Problem description
Each line with the string "implementation" is to be copied from the records below.

*** Opening Stored data ***

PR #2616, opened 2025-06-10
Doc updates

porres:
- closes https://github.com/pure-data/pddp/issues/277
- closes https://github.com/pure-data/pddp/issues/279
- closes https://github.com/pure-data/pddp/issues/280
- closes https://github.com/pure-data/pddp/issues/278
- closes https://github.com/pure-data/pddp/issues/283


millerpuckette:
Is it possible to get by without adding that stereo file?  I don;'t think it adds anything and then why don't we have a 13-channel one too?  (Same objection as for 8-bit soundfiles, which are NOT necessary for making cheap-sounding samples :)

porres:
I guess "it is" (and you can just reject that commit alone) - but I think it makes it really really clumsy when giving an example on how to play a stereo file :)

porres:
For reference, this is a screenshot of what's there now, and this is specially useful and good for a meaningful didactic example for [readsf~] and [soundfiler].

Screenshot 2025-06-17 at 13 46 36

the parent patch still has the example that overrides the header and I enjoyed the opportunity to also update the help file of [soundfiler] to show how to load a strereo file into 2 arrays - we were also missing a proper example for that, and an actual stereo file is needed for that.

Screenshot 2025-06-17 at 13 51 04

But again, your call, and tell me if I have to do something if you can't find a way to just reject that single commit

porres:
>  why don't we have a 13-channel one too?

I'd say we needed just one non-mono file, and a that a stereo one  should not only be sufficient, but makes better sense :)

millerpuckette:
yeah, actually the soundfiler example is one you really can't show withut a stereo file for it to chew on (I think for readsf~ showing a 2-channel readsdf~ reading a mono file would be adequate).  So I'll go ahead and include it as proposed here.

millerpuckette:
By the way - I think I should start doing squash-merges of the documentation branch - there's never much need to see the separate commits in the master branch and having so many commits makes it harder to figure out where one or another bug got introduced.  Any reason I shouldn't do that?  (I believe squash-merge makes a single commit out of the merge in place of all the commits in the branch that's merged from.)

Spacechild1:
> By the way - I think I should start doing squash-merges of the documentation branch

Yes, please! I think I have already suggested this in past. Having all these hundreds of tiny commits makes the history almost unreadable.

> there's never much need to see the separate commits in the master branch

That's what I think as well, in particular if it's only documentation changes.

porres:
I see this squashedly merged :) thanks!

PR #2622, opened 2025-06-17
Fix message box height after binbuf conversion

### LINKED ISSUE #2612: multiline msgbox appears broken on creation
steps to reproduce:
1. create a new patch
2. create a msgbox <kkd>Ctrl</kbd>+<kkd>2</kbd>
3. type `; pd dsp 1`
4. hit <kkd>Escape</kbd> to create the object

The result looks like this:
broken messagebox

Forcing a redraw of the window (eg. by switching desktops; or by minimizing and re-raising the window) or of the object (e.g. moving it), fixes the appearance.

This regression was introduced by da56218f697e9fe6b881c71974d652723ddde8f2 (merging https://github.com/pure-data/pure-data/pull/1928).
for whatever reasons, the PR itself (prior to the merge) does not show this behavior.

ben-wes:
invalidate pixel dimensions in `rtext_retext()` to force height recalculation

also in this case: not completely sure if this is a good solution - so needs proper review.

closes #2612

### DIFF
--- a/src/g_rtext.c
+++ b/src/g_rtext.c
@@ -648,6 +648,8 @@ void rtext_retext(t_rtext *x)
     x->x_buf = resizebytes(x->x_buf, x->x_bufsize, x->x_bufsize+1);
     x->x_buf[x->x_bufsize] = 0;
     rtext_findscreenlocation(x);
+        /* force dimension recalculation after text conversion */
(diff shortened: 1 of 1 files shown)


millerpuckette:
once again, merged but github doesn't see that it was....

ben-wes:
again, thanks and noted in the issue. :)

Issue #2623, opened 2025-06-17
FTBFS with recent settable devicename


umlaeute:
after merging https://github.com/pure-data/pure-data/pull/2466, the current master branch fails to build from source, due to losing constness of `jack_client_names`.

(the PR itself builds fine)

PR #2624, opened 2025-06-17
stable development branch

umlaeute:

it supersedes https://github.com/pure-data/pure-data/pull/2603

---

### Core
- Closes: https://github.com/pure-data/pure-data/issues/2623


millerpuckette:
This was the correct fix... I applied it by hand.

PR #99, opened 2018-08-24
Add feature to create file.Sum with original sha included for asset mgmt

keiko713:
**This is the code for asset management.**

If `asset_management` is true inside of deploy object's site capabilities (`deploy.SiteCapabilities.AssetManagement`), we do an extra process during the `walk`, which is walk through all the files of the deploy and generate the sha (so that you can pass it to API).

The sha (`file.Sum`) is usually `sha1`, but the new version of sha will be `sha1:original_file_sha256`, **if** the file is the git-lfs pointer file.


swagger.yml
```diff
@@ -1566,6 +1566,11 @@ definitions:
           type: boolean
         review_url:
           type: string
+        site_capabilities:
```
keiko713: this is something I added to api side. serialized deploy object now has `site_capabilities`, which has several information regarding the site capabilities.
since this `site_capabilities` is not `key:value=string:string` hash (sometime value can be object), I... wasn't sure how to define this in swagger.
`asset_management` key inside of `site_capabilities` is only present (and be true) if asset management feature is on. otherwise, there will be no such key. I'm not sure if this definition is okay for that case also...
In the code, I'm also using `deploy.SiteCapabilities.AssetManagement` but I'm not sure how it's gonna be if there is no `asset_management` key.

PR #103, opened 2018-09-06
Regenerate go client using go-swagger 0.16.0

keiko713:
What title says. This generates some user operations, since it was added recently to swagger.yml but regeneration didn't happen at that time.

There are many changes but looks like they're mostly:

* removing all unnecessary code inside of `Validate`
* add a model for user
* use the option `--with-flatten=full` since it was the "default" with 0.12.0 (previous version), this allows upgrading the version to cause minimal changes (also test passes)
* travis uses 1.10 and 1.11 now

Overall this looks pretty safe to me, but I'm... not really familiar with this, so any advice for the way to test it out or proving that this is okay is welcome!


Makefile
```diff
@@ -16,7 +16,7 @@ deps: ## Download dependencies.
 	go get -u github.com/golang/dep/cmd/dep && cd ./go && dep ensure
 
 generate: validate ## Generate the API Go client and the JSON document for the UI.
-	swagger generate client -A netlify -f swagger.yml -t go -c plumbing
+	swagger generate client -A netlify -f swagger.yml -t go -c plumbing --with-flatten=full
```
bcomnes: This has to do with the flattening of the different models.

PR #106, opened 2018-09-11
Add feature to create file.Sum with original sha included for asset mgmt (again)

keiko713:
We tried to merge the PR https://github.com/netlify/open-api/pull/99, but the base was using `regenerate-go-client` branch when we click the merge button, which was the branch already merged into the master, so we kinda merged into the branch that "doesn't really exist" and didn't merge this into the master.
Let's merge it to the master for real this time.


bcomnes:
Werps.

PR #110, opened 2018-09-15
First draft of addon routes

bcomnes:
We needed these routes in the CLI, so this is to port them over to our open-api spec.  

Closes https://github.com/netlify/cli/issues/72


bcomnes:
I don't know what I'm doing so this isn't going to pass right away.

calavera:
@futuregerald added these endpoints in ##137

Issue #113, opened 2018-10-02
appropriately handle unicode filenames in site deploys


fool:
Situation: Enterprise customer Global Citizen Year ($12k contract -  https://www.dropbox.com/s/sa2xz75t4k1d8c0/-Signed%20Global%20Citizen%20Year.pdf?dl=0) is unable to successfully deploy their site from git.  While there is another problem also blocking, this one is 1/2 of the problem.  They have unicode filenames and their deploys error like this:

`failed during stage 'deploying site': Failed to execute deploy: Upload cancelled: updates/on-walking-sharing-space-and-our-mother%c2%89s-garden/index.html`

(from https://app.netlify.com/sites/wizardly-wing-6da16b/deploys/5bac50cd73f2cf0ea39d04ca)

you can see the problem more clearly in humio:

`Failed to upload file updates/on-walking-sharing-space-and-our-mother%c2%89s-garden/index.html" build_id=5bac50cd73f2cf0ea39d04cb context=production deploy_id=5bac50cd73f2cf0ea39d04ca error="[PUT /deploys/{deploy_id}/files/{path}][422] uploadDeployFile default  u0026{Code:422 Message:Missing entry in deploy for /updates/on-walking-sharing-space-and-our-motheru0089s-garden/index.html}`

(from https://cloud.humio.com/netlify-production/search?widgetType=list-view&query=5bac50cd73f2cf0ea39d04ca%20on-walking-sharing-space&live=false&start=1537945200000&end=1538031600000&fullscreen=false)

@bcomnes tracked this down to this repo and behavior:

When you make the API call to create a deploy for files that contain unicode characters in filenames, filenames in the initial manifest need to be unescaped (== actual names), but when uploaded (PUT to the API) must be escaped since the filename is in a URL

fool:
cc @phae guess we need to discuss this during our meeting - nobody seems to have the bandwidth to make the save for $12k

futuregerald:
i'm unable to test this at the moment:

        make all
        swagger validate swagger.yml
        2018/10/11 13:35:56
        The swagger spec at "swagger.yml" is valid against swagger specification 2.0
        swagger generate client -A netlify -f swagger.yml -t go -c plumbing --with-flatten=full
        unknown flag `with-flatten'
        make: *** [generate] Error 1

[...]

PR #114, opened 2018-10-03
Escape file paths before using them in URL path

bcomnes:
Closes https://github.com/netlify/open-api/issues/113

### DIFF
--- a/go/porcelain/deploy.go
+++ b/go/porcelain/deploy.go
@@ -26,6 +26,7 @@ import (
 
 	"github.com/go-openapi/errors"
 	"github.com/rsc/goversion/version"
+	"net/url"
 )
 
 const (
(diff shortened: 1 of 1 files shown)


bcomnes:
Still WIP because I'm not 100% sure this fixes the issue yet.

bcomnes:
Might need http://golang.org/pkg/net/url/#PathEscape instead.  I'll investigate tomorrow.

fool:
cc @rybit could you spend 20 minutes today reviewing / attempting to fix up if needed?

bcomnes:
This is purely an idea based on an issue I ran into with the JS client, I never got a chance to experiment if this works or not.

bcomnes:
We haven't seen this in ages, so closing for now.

*** Closing Stored data ***
*** Opening Stored data ***

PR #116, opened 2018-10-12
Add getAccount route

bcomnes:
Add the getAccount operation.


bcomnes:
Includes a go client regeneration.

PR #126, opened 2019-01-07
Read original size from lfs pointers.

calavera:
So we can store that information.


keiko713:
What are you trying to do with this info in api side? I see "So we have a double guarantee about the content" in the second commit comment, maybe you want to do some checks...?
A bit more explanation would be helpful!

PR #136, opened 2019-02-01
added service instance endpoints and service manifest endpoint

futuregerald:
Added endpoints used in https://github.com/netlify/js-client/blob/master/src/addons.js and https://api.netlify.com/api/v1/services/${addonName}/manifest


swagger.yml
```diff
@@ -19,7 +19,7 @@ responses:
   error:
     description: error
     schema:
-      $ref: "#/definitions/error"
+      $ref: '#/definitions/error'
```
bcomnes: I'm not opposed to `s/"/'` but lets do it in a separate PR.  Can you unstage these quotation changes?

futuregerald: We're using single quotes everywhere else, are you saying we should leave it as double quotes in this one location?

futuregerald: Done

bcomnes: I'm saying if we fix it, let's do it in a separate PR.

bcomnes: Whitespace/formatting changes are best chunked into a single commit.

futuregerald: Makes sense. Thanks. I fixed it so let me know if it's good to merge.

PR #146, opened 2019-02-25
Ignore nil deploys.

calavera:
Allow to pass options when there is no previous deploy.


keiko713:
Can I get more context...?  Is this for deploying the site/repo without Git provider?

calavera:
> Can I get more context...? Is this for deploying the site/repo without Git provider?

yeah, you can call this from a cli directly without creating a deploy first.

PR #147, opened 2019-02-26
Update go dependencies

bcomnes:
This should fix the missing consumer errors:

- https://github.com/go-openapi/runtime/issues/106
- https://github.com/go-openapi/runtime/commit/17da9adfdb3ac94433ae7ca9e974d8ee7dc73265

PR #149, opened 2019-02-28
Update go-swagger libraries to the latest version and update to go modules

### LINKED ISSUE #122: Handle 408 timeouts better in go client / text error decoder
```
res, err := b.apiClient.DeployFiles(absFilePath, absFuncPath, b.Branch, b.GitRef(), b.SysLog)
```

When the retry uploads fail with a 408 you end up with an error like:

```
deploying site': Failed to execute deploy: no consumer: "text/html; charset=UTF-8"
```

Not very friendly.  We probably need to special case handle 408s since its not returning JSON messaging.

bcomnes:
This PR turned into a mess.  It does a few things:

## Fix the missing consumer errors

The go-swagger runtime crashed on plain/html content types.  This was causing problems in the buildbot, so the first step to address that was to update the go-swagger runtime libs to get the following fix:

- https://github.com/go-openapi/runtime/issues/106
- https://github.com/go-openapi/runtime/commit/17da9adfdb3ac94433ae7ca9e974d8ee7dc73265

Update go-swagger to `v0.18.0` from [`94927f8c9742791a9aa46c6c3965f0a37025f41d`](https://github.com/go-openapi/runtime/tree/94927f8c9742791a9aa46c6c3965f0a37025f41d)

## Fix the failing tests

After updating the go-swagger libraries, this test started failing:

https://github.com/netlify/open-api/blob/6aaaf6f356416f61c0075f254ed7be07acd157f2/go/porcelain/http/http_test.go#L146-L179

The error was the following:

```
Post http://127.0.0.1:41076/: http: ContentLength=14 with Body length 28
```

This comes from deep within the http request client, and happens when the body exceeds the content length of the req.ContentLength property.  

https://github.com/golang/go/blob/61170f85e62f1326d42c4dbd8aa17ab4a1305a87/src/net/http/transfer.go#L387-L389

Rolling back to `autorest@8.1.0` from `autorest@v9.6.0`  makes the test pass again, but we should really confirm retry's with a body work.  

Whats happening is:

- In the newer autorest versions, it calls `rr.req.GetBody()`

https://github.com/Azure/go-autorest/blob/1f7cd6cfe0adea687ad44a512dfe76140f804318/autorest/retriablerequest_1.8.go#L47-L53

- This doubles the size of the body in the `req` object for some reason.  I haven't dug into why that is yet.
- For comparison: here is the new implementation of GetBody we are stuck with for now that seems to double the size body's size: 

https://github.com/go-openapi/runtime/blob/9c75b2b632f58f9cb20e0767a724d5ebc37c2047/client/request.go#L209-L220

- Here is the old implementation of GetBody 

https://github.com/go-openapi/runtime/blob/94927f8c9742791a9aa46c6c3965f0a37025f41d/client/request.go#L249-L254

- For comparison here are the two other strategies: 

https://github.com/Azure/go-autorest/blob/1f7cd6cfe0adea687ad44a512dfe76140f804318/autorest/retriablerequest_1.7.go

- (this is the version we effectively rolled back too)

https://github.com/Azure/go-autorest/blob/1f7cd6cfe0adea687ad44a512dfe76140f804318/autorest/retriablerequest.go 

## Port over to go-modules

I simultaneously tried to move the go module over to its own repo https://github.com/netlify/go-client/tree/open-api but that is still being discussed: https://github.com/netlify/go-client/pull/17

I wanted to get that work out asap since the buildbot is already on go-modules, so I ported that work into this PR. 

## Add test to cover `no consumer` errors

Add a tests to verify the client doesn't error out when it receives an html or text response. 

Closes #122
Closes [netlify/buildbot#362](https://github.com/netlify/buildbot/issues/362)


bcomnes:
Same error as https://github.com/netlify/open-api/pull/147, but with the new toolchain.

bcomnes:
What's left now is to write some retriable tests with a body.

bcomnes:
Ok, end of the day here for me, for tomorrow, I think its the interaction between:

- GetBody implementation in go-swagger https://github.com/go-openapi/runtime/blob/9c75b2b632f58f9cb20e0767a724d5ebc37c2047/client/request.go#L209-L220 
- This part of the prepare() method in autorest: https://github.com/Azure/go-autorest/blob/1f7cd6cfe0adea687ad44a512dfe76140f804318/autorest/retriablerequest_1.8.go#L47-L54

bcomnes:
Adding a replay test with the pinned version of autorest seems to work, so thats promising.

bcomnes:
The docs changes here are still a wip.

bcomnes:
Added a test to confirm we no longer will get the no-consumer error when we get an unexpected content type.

*** Closing Stored data ***

Result for this task
- For comparison: here is the new implementation of GetBody we are stuck with for now that seems to double the size body's size: 
- Here is the old implementation of GetBody 
- GetBody implementation in go-swagger https://github.com/go-openapi/runtime/blob/9c75b2b632f58f9cb20e0767a724d5ebc37c2047/client/request.go#L209-L220 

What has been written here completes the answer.